There are people with other opinions, but even they agree that this is not
tested in court, and it's more expensive to be sued, even if you win, than to
just buy (or write from scratch) ANY alternative to the AGPL software in
question.

AGPL is a legal landmine. You can't plug it into anything else, even for your
own purposes.

Let's say you use these to create a guest wifi network. According to AGPL it
looks like you must now opensource any and all scripts that you use to manage
this environment.

In other words that one-off script you used to loop over all your access
points during setup must be opensourced. Oh, it has details about your
internal asset tracking system? Well, they now have to be public. Oh, it
_relies_ on your internal database? I guess that's opensource now too.

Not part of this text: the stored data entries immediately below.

PR #4569, opened 2023-09-18
Add Buildrequires for fontawesome

ckelleyRH:
This resolves a disparity in installed files between Maven and CMake now that fontawesome is not bundled in the CMake build anymore.

This happens because `font-awesome` is not available at build time so there is no file to link to for the comparison.

### DIFF
--- a/base/CMakeLists.txt
+++ b/base/CMakeLists.txt
@@ -383,6 +383,14 @@ find_file(IDM_CONSOLE_FRAMEWORK_JAR
         /usr/share/java
 )
 
+find_file(FONTAWESOME_WEBFONT
+    NAMES
+        fontawesome-webfont.woff
+    PATHS
+        /usr/share/fonts/fontawesome/
+        /usr/share/fonts/fontawesome4/
+)
+
 add_subdirectory(common)
 add_subdirectory(tools)
 
--- a/pki.spec
+++ b/pki.spec
@@ -748,8 +748,10 @@ Obsoletes:        %{product_id}-server-theme < %{version}-%{release}
 Provides:         %{product_id}-server-theme = %{version}-%{release}
 
 %if 0%{?fedora} > 38
+BuildRequires:    fontawesome4-fonts-web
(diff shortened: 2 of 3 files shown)


ckelleyRH:
The right file should now be installed to link to, but I still need to create the link for the CMake build somehow.

ckelleyRH:
Hi @edewata, I think I am partway fixed. I'm not sure what the best way to create the symlink is in `cmake` as it is conditional on a particular version of Fedora and we don't have access to the nice spec file macros. Any ideas?

edewata:
I think we can use `find_file()` to find the actual file in all possible locations, then create the link in CMake. I don't think we should exclude the font from the test since this might affect the installation for non-RPM-based platforms, so the test is actually catching a real build issue. Sorry I didn't check Azure before merging that commit.

ckelleyRH:
@edewata - I'm a bit confused by this now, as `ln` is claiming that the file exists already, but I don't see how that can be possible as the whole point of this change is to fix that it doesn't exist. Can you take a look please?

edewata:
Looks like the link to `fontawesome-webfont.woff` was created and installed successfully by CMake:
https://github.com/dogtagpki/pki/actions/runs/6260272159/job/16998012354#step:7:14612
but the RPM spec is still trying to create the link again in the same location:
https://github.com/dogtagpki/pki/actions/runs/6260272159/job/16998012354#step:7:14872
I think you just need to remove these lines:
https://github.com/dogtagpki/pki/blob/c8fd8aac2b3d12bbf27c01aad3728c03b3d8f47e/pki.spec#L960-L969
so now the link will be created by CMake (which will work on all platforms) instead of by rpmbuild (which will only work on certain platforms).

ckelleyRH:
@edewata - yep, it works, thanks again!

edewata (approved):
Thanks for the update! There's a test failure, but feel free to fix and merge.

ckelleyRH:
Thanks @edewata !

PR #4886, opened 2024-10-26
Add tests for SSNv2

edewata:
New tests have been added to verify a single CA and CA clones with SSNv2. New test scripts for SSNv2 have also been added to make it easier to change the location of the range objects and `nextRange` attributes later.

The test for CA with Nuxwdog has been relocated due to GitHub workflow limit.


edewata:
> LGTM
> 
> there is no need to duplicate the scripts in `tests/ca/bin` but they need to read the correct tree. We can improve this after the other PR to make them more configurable.

@fmarco76 Thanks!

I agree. Maybe we should just use an option like `-t <type>` to keep it simple and the script will generate the proper DN for that generator type?

PR #4887, opened 2024-10-28
New ranges tree for legacy2  migration

fmarco76:
During migration from `legacy` to `legacy2` generator the ranges object are not modified but entries are duplicated in a new tree with the correct format and this new tree is used for the following range allocations.

The default ranges object will be `ranges_v2` but the value can be modified wit the option `-r` or `--range` to the command `pki-server <subsystem>-id-generator-update`.

### DIFF
--- a/base/server/src/main/java/org/dogtagpki/server/cli/SubsystemIdGeneratorUpdateCLI.java
+++ b/base/server/src/main/java/org/dogtagpki/server/cli/SubsystemIdGeneratorUpdateCLI.java
@@ -9,10 +9,8 @@ import com.netscape.certsrv.base.EBaseException;
 import com.netscape.cmscore.apps.CMS;
 import com.netscape.cmscore.apps.DatabaseConfig;
 import com.netscape.cmscore.apps.EngineConfig;
-import com.netscape.cmscore.dbs.DBSubsystem;
 import com.netscape.cmscore.dbs.Repository;
 import com.netscape.cmscore.dbs.Repository.IDGenerator;
-import static com.netscape.cmscore.dbs.Repository.logger;
 import com.netscape.cmscore.ldapconn.LDAPConfig;
 import com.netscape.cmscore.ldapconn.LDAPConnectionConfig;
 import com.netscape.cmscore.ldapconn.LdapAuthInfo;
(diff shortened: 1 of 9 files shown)


base/server/src/main/java/org/dogtagpki/server/cli/SubsystemIdGeneratorUpdateCLI.java
```diff
@@ -51,16 +48,22 @@ public SubsystemIdGeneratorUpdateCLI(CLI parent) {
     @Override
     public void createOptions() {
         options.addOption("t", "type", true, "Generator type to update.");
+        options.addOption("r", "range", true, "Name of the ranges entry in DS.");
     }
 
     @Override
     public void execute(CommandLine cmd) throws Exception {
+        String newRangesName = "ranges_v2";
```
edewata, line 56: I think ideally the default value should be set depending on the generator type, for example:
```
if (generator == LEGACY_2) {
    newRangesName = "ranges_v2";
}
```
But since we only use this for SSNv2 it doesn't really matter.

base/server/src/main/java/org/dogtagpki/server/cli/SubsystemIdGeneratorUpdateCLI.java
```diff
@@ -310,4 +324,71 @@ private void updateRanges(DatabaseConfig dbConfig, LdapBoundConnection conn, Str
             conn.modify(serialDN, serialmod);
```
edewata, line 324: Here we're modifying the `nextRange` used by SSNv1 values for SSNv2 so the admin will need to restore it to the original value if there's a migration issue. To avoid that I'd suggest moving it to SSNv2 subtree as well (i.e. `ou=ranges_v2`). We can address this in a separate PR.

edewata (approved):
LGTM. I have a comment about `nextRange`, but we can address that separately.

base/server/src/main/java/org/dogtagpki/server/cli/SubsystemIdGeneratorUpdateCLI.java
fmarco76: Yes, this will be in separate PR!

fmarco76:
@edewata Thanks! I have update following your comments.

PR #4889, opened 2024-10-31
Command file required for PrettyPrintCert

fmarco76:
F41 does not include the `file` command in the default installation and need to be installed because it is used by PrettyPrintCert to distinguish between pem and der certificates.

Solve EST CI error: https://github.com/dogtagpki/pki/actions/runs/11614781119/job/32344308552#step:25:27


edewata (approved):
LGTM. I think in some places we try to parse the input as DER first then fallback to PEM, so we might be able to drop this dependency (in a separate PR later).

PR #4890, opened 2024-11-01
Relocate SSNv2 nextRange attribute

edewata:
The `nextRange` attribute for SSNv2 has been moved to `ou=requests,ou=ranges_v2` for requests and `ou=certificateRepository,ou=ranges_v2` for certs such that the `nextRange` for SSNv1 is unchanged during migration. This will simplify the recovery process in case there's an issue during migration.

The `SubsystemIdGeneratorUpdateCLI` has been updated to compute the request `nextRange` for SSNv2 with the same process used to compute the cert `nextRange` for SSNv2.

The SSNv1 and SSNv2 tests have been updated to use the new SSNv2 `nextRange` location.

### DIFF
--- a/.github/workflows/ca-clone-ssnv1-test.yml
+++ b/.github/workflows/ca-clone-ssnv1-test.yml
@@ -1063,7 +1063,7 @@ jobs:
           docker exec primary pki-server ca-id-generator-update -v --type legacy2 request
           docker exec primary pki-server ca-id-generator-update -v --type legacy2 cert
 
-      - name: Check old request range objects
+      - name: Check request range objects for SSNv1
         if: always()
         run: |
           tests/ca/bin/ca-request-range-objects.sh primaryds | tee output
@@ -1084,7 +1084,7 @@ jobs:
 
           diff expected output
 
-      - name: Check new request range objects
+      - name: Check request range objects for SSNv2
         if: always()
         run: |
           tests/ca/bin/ca-request-range-objects.sh -t legacy2 primaryds | tee output
@@ -1100,7 +1100,7 @@ jobs:
 
           diff expected output
 
-      - name: Check request next range
+      - name: Check request next range for SSNv1
         if: always()
         run: |
           tests/ca/bin/ca-request-next-range.sh primaryds | tee output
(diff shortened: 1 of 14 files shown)


fmarco76 (approved):
LGTM

edewata:
@fmarco76 Thanks! I'll merge.

Yes, ideally they should be merged so we don't have to maintain the code twice. One thing though, I was expecting the SSNv2 `nextRange` calculated by this code to be identical to the SSNv1 `nextRange` since there is no gap, but they are in fact different. Hopefully that's not an issue.

edewata:
In the single CA case the next range changes from 41 to 51 as soon as we switch to SSNv2 (no new enrollment):
https://github.com/dogtagpki/pki/blob/master/.github/workflows/ca-ssnv1-test.yml#L1301-L1378

In CA clone case it changes from 31 to 51:
https://github.com/dogtagpki/pki/blob/master/.github/workflows/ca-clone-ssnv1-test.yml#L1300-L1370

fmarco76:
I thought this increment was because of the restart and the allocation of a new range. The range was exhausted when we switch to legacy2.

edewata:
In SSNv1 we've observed the range changing when it's exhausted during enrollment. We don't have a test to see if the range changes when the server is restarted, so I'm not sure if this is the proper behavior. Ideally I don't think it should, but so far it doesn't seem to be causing any problem.

fmarco76:
In SSNv1 we have 40 requests on line [1105](https://github.com/dogtagpki/pki/blob/16a100405ca5e8d7719ccc68f98f220cbdfa0a08/.github/workflows/ca-ssnv1-test.yml#L1105). The nextRange is 41 on line [1165](https://github.com/dogtagpki/pki/blob/16a100405ca5e8d7719ccc68f98f220cbdfa0a08/.github/workflows/ca-ssnv1-test.yml#L1165) and on line [1237](https://github.com/dogtagpki/pki/blob/16a100405ca5e8d7719ccc68f98f220cbdfa0a08/.github/workflows/ca-ssnv1-test.yml#L1237) there is the generator switch to `legacy2`. There are no range allocation before the switch. During the start there is a range allocation so the nextRange go to 51. If we restart without switch the new range is allocated and the `nextRange` go to 51 so there is no problem (actually, before to see your test on range I was restarting the server to generate the new range instead of running the job).

PR #4892, opened 2024-11-04
Add fallback for Certificate.not_valid_before/after_utc

edewata:
The `NSSDatabase.get_cert_info()` has been modified so that it will use `Certificate.not_valid_before/after_utc` attributes which are available since Python Cryptography 42, otherwise it will use the deprecated `not_valid_before/after` then convert them into UTC.

https://github.com/edewata/pki/blob/python/docs/changes/v11.6.0/API-Changes.adoc

### DIFF
--- a/base/common/python/pki/nssdb.py
+++ b/base/common/python/pki/nssdb.py
@@ -31,6 +31,7 @@ import shutil
 import stat
 import subprocess
 import tempfile
+import datetime
 import grp
 import pwd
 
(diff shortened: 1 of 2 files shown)


fmarco76 (approved):
LGTM

edewata:
@fmarco76 Thanks!

As mentioned in Slack I'm wondering if we should have used `astimezone()` instead:
https://docs.python.org/3/library/datetime.html#datetime.datetime.astimezone
but we can fix this separately later if needed.

PR #4893, opened 2024-11-04
Explicit SSNv2 hex input

fmarco76:
When `legacy2` generator is in use the hex input parameter must have the `0x...` format. If decimal value are provided the `pkispawn` fails to make aware the user on what value are used.

### DIFF
--- a/.github/workflows/ca-ssnv2-test.yml
+++ b/.github/workflows/ca-ssnv2-test.yml
@@ -64,6 +64,43 @@ jobs:
               --network-alias=pki.example.com \
               pki
 
+      ####################################################################################################
+      # Try to install with wrong parameter format first and then cleanup and restart correctly
+      - name: Create CA with unsupported range format
+        run: |
+          cat > expected <<EOF
+          Loading deployment configuration from /usr/share/pki/server/examples/installation/ca.cfg.
+          Installing CA into /var/lib/pki/pki-tomcat.
+          
+          Installation failed: pki_serial_number_range_start format not valid, expecting 0x...
+          
+          EOF
+          
+          docker exec pki pkispawn \
+              -f /usr/share/pki/server/examples/installation/ca.cfg \
+              -s CA \
+              -D pki_ds_url=ldap://ds.example.com:3389 \
+              -D pki_request_id_generator=legacy2 \
+              -D pki_request_number_range_start=1 \
+              -D pki_request_number_range_end=10 \
+              -D pki_request_number_range_increment=10 \
+              -D pki_request_number_range_minimum=5 \
+              -D pki_request_number_range_transfer=5 \
+              -D pki_cert_id_generator=legacy2 \
+              -D pki_serial_number_range_start=9 \
+              -D pki_serial_number_range_end=18 \
+              -D pki_serial_number_range_increment=12 \
+              -D pki_serial_number_range_minimum=9 \
+              -D pki_serial_number_range_transfer=9 \
+              -v | tee actual || true
+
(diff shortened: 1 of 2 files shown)


base/server/python/pki/server/deployment/__init__.py
```diff
@@ -1251,11 +1248,54 @@ def configure_ca(self, subsystem):
...
+        elif cert_id_generator == 'legacy2':
+            subsystem.set_config('dbs.beginSerialNumber', '0x1')  # hex
+            subsystem.set_config('dbs.endSerialNumber', '0x10000000')  # hex
+            subsystem.set_config('dbs.serialIncrement', '0x10000000')  # hex
+            subsystem.set_config('dbs.serialLowWaterMark', '0x2000000')  # hex
+            subsystem.set_config('dbs.serialCloneTransferNumber', '0x10000')  # hex
+
+            if config.str2bool(self.mdict['pki_random_serial_numbers_enable']):
+                subsystem.set_config('dbs.enableRandomSerialNumbers', 'true')
+            subsystem.set_config('dbs.randomSerialNumberCounter', '0')
```
edewata, line 1262: I'm thinking to disallow this param for SSNv2 and ask the admin to use RSNv3 instead. We can do that separately later.

base/server/python/pki/server/deployment/__init__.py
```diff
@@ -1314,6 +1351,22 @@ def configure_kra(self, subsystem):
...
+            subsystem.set_config('dbs.endSerialNumber', '0x10000000')  # hex
+            subsystem.set_config('dbs.serialIncrement', '0x10000000')  # hex
+            subsystem.set_config('dbs.serialLowWaterMark', '0x2000000')  # hex
+            subsystem.set_config('dbs.serialCloneTransferNumber', '0x10000')  # hex
+
+            if key_id_generator == 'legacy2':
+                serial_dn = 'ou=keyRepository,ou=ranges_v2'
+            else:
+                serial_dn = 'ou=keyRepository,ou=ranges'
+            subsystem.set_config('dbs.serialRangeDN', serial_dn)
```
edewata, line 1365: We can simplify this code since the generator can only be `legacy2` here. Same thing for the `legacy` case above.

.github/workflows/ca-ssnv2-test.yml
```diff
@@ -1324,3 +1324,36 @@ jobs:
         if: always()
         run: |
           docker exec pki find /var/lib/pki/pki-tomcat/logs/ca -name "debug.*" -exec cat {} \;
+
+
+      ####################################################################################################
+      # Try to install with wrong parameter foramt
+      - name: Create CA with unsupported range format
```
edewata, line 1331: Typo: foramt

We probably should run this step before the correct `pkispawn` invocation. That will simulate the actual scenario that people might encounter, i.e. run `pkispawn` with the wrong params first, then rerun it with the correct params.

base/server/python/pki/server/deployment/__init__.py
```diff
@@ -1314,6 +1351,22 @@ def configure_kra(self, subsystem):
...
+
+        else: #random
```
edewata, line 1367: I think pylint requires 2 spaces before the `#` sign.

edewata (approved):
I have some comments but feel free to update/merge.

fmarco76:
@edewata Thanks! I have updated to fix your comments. It remains the doubt if the SSNv2 with random should be supported which I think it is acceptable. If it is not the case we can fix in following PRs.

PR #4896, opened 2024-11-06
Add tests for conflicts for CA with SSNv2

edewata:
The test for CA with SSNv2 has been modified to check how the CA handles conflicting requests and certs in the database.

### DIFF
--- a/.github/workflows/ca-ssnv2-test.yml
+++ b/.github/workflows/ca-ssnv2-test.yml
@@ -1108,15 +1108,15 @@ jobs:
           diff expected output
 
       ####################################################################################################
-      # Enroll 10 additional certs
+      # Enroll 7 additional certs
       #
-      # This will create 10 requests and 10 certs.
+      # This will create 7 requests and 7 certs.
       # Both requests and certs will switch to new ranges.
 
-      - name: Enroll 10 additional certs
+      - name: Enroll 7 additional certs
         if: always()
         run: |
-          for i in $(seq 1 10); do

Did you even keep that one-off script? AGPL demands that others must be able
to run what you run, essentially. It says that everything you do
_operationally_ to your service must now be documented and published.

You want to connect your internal SSO to the AP? Sorry, you better instead
change it so that your internal SSO takes whatever protocol the AGPL software
already takes. Oh, that's not feasible? Ok, give up then.

1 year later… oh shit oh shit oh shit, someone added internal SSO to the AGPL
software! Now we have to opensource that, but we can't because it includes
code we licensed from a third party only for nondistribution!

AGPL only makes sense for organizations that fundamentally ONLY will EVER run
open source software (like FSF and that's it), and usually not even then.

Also ideologically it's a huge violation of freedom. What I do in my own home
is absolutely none of your business. What executes on my hardware is my
business.

For those who disagree about my examples: Yeah… I'm personally not a lawyer
(but HAVE consulted with lawyers about this). You may be right. In the end a
court will decide. But do you want to take this poison pill in order to find
out in court if you die?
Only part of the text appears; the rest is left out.